TASK OBJECTIVE: Search the material below for the word "const" and copy every line in which it occurs.

SUPPLIED MATERIAL:

PR #2351, opened 2024-04-04
MCR-3905 CMS links from rate summary to parent submission to unlock a rate

haworku:
## Summary
This is interim UI for when Linked Rates is turned on but unlock and edit for standalone rates is still turned off. 

For that case, we render an unlock rate button but redirect to the first related contract submission so the rate can be unlocked with the contract submission unlock. 

#### Related issues
https://jiraent.cms.gov/browse/MCR-3905

#### Test cases covered
-  `renders unlock button that redirects to contract submission page when standalone rate edit and unlock is disabled`

## QA guidance
- get a submission in the dashboard
- log in as CMS user with linked rates feature flag ON but unlock edit rates flag OFF
- CMS user can click "Unlock rate" and they are redirected to the submission summary of the contract that made the rate

### DIFF
--- a/services/app-web/src/components/SubmissionSummarySection/RateDetailsSummarySection/SingleRateSummarySection.tsx
+++ b/services/app-web/src/components/SubmissionSummarySection/RateDetailsSummarySection/SingleRateSummarySection.tsx
@@ -24,7 +24,7 @@ import { useS3 } from '../../../contexts/S3Context'
 import useDeepCompareEffect from 'use-deep-compare-effect'
 import { recordJSException } from '../../../otelHelpers'
 import { Link } from '@trussworks/react-uswds'
-import { NavLink } from 'react-router-dom'
+import { NavLink, useNavigate } from 'react-router-dom'
 import { packageName } from '../../../common-code/healthPlanFormDataType'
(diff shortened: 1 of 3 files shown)


services/app-web/src/components/SubmissionSummarySection/RateDetailsSummarySection/SingleRateSummarySection.tsx
```diff
@@ -225,7 +230,8 @@ export const SingleRateSummarySection = ({
             )
         }
     }
-
+    const parentContractSubmissionID =
```
haworku, line 233: @macrael Does this seem like a reasonable path to get the contract submission ID of the contract that originally was created with that rate? Or is there some other way to get to the parent contract

macrael: Shouldn't it be `rate.revisions[rate.revisions.length -1]...`. We should probably include it in the rate itself from the API rather than calculate it everywhere

haworku: Ah yes, that sounds more right. It's the first added to the array 😮‍💨  I will make that change. TY

pearl-truss (approved):

PR #2352, opened 2024-04-05
MCR-3988 Update the Dates in Documents Table to use Contract data

haworku:
## Summary
This was was needed so that Date Added and the "NEW" tag works in the `UploadedDocumentsTable` on V2 pages we have built with the Contract and Rate API. 

Changes:
- Add `dateAdded` field to backend on each `GenericDocument`. This required some type weaving and test fixing because we have a lot of strong assumptions about the form data and how it works in the application.
- Add `prismaContractRateAdaptors` to share the prisma operations used on .create and .update between database functions
- Create a new shared zod types for `ContractEditableType` and `RateEditableType` before these types were defined in random places in postgres and graphql code. 
- Remove `isSubmitting` prop on `<UploadedDocumentsTable />`, just rely on `isEditing`. Also make this component take in the `previousSubmissionDate` as a prop and accept documents that already know their own `dateAdded`.

#### Related issues
https://jiraent.cms.gov/browse/MCR-3988

#### Test cases covered
- Existing tests still pass including uploaded documents table

## QA guidance
- Submit a package
- Log in as a CMS user and check the submission summary page documents tables. Those tables should have a Date Added column with a date in place. 
- Date added is present  BOTH on the Contract Details summary and on the Rate Details summary  (one is a v2 page one is not)


pearl-truss (approved):
This was a lot of work! Code looks good and things are working as expected

services/app-api/src/postgres/contractAndRates/prismaContractRateAdaptors.ts
```diff
@@ -0,0 +1,294 @@
+import type {
+    ContractFormEditableType,
+    RateFormEditableType,
+} from '../../domain-models/contractAndRates'
+import type { GenericDocument } from '../../gen/gqlServer'
+import { emptify, nullify } from '../prismaDomainAdaptors'
+
+// ADD RETURN TYPES FROM PRISMA SEE "includes" "satifies"
+// contractTableFullPayload - contractTableCreateArgs / contract
```
haworku, line 9: FYI @macrael I did try adding return types here like  `Prisma.ContractRevisionTableCreateInput` or a partial of that type but it was resulting in lots of lint errors. Even when I resolved those (about 40 hours) I was seeing test failures. Did not feel confident at all in the change. Also looked at using `satisfies` keyword and Prisma.validator and got a bit confused. Maybe you could take a look? 

Either way can I get a 👍 that this is good to merge without the types in place for this spirnt

PR #2358, opened 2024-04-09
Prevent rates from being read as a linked rate just because its unlocked

pearl-truss:
#### Related issues

https://jiraent.cms.gov/browse/MCR-4000

#### Screenshots
Screenshot 2024-04-09 at 12 16 07 PM

## QA guidance

- Turn Linked rates feature flag off
- Make a contract with rates submission
- Sign in as a CMS user and unlock the submission
- Go to the submission as a state user and navigate to the Rate Details page. It should now display as No for the linked rates question and the other fields should be editable


haworku (approved):
Nice!

PR #2365, opened 2024-04-16
Move actuary contacts section to rate details page

ruizajtruss:


services/app-web/src/pages/StateSubmission/Contacts/Contacts.tsx
```diff
@@ -491,173 +470,6 @@ const Contacts = ({
                                         </FieldArray>
                                     </fieldset>
                                 </SectionCard>
-
```
haworku, line 494: Asked a question about this in Slack. The way this is implemented right now we would just be disappearing the additional actuary fields from the "flag off" state for LINK_ RATES.

That would be a regression on production, where LINK_RATES is not turned on. I wonder if this is related to the cypress issues you are seeing (not knowing what they are)

services/app-web/src/pages/StateSubmission/RateDetails/RateDetails.tsx
```diff
@@ -216,6 +241,17 @@ export const RateDetails = ({
 
         draftSubmission.rateInfos = cleanedRateInfos
 
+        const addtlActuaryContacts: ActuaryContact[] = []
+        rateInfos.forEach((rateInfo) => {
+            rateInfo.addtlActuaryContacts.forEach((contact) => {
+                addtlActuaryContacts.push(contact)
+            })
+        })
+        draftSubmission.addtlActuaryContacts = addtlActuaryContacts
```
JasonLin0991, line 250: There are more changes needed here. The way we saved `addtlActuaryContacts` using protobuffs will not work with the implementation of the UI here. The gist here is that, in the old way we took all `addtlActuaryContacts` from the package level and copied them to each rate. So now we need to do it correctly and save each `addtlActuaryContacts` to their respective rate in `toProtoBuffer`. 

Here is a list of things I found so far that need to be changed.

- Update `toProtoBuffer` to not save `addtlActuaryContacts` at the package level, instead `rateInfos` should save its own additional actuary contacts in the `addtlActuaryContacts` at the rate level.
- `RateDetails`, remove `addtlActuaryContacts` from the `draftSubmission`. (line 250)
- In the API remove `addtlActuaryContacts` from the HPP level and only use the rate level `addtlActuaryContacts`
    - In the API `resolverHelpers.ts`  update the `convertHealthPlanPackageRatesToDomain` function to not use the package level `addtlActuaryContacts`.
    - In `convertContractWithRatesToHPP.ts` the function `convertContractWithRatesToFormData` Remove `addtlActuaryContacts` from HPP level and add to rate level.

services/app-web/src/pages/StateSubmission/RateDetails/RateDetails.tsx
```diff
@@ -216,6 +241,17 @@ export const RateDetails = ({
...
+
+        draftSubmission.addtlActuaryCommunicationPreference =
```
JasonLin0991, line 252: Does the `addtlActuaryCommunicationPreference` need to be on each rate for flag off or does the single radio apply to all rates?

services/app-web/src/pages/StateSubmission/RateDetails/V2/RateDetailsV2.tsx
```diff
@@ -539,6 +578,66 @@ const RateDetailsV2 = ({
                                             </>
                                         )}
                                     </FieldArray>
+                                    <SectionCard>
```
JasonLin0991, line 581: From the [figma](https://www.figma.com/file/frKNnm6lkcpdjJ2eVJE8Bj/Managed-Care-Review?type=design&node-id=12176-104410&mode=design&t=rf1bdhrjcAryfOlh-0) link, it looks like each rate has its own actuary com preference.

services/app-web/src/pages/StateSubmission/RateDetails/RateDetails.tsx
JasonLin0991: I think with the current code you will end up duplicating all the contacts across all the rates.

services/app-web/src/pages/StateSubmission/ReviewSubmit/V2/ReviewSubmit/ReviewSubmitV2.tsx
```diff
@@ -76,7 +76,10 @@ export const ReviewSubmitV2 = (): React.ReactElement => {
     }
 
     const isStateUser = loggedInUser?.role === 'STATE_USER'
-    const contractFormData = getVisibleLatestContractFormData(contract, isStateUser)
+    const contractFormData = getVisibleLatestContractFormData(
+        contract,
```
JasonLin0991, line 80: You'll have to update `ReviewSubmit.tsx` to read the additional actuary contracts from each rate instead of the package level `addtlActuaryContacts`.

JasonLin0991 (changes requested):
Still some more things to clean up in the protos and the old API in regards to `addtlActuaryContacts`.

Actuary com preference when flag is on should appear in each rate instead of a single section. The question is if this applies to flag off (I think it should).

services/app-web/src/pages/StateSubmission/RateDetails/RateDetails.tsx
JasonLin0991: I would look around more in the API to make sure I didn't miss a spot where this happens.

services/app-web/src/common-code/proto/healthPlanFormDataProto/toProtoBuffer.ts
```diff
@@ -239,7 +248,11 @@ const toProtoBuffer = (
                                   rateInfo.rateAmendmentInfo.effectiveDateEnd
                               ),
                           },
-                          actuaryContacts: rateInfo.actuaryContacts.map(
+                          /**
+                           * Not making more changes to the proto schema, instead additional actuaries are added to the
+                           * actuaryContacts array from index 1.
+                           */
```
haworku, line 254: Great thanks for all these comments in the `toProtobuffer` file thats helpful.

services/app-api/src/domain-models/contractAndRates/convertContractWithRatesToHPP.ts
```diff
@@ -225,6 +212,7 @@ function convertContractWithRatesToFormData(
                     contractRev.formData.modifiedNonRiskPaymentArrangements,
             },
         },
+        addtlActuaryContacts: [],
```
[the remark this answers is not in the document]
JasonLin0991: I'll add a comment. Type reasons and a bunch of code, mostly tests, would need to be fixed if we removed this.

haworku:
Left a comment in Slack about this - can we take a look again at the place these fields display on Review and Submit. Fields that are assigned by rate should be displayed by rate in the Summary page UI. 

 I didn't see any issues with Rate Details for either flag state  (besides small styles things that feel out of scope right now). That work looked good to me ⭐

JasonLin0991 (approved):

ANSWER SPACE:
@@ -225,7 +230,8 @@ export const SingleRateSummarySection = ({
+    const parentContractSubmissionID =
@@ -491,173 +470,6 @@ const Contacts = ({
@@ -216,6 +241,17 @@ export const RateDetails = ({
+        const addtlActuaryContacts: ActuaryContact[] = []
@@ -216,6 +241,17 @@ export const RateDetails = ({
@@ -539,6 +578,66 @@ const RateDetailsV2 = ({
@@ -76,7 +76,10 @@ export const ReviewSubmitV2 = (): React.ReactElement => {
     const isStateUser = loggedInUser?.role === 'STATE_USER'
-    const contractFormData = getVisibleLatestContractFormData(contract, isStateUser)
+    const contractFormData = getVisibleLatestContractFormData(
@@ -239,7 +248,11 @@ const toProtoBuffer = (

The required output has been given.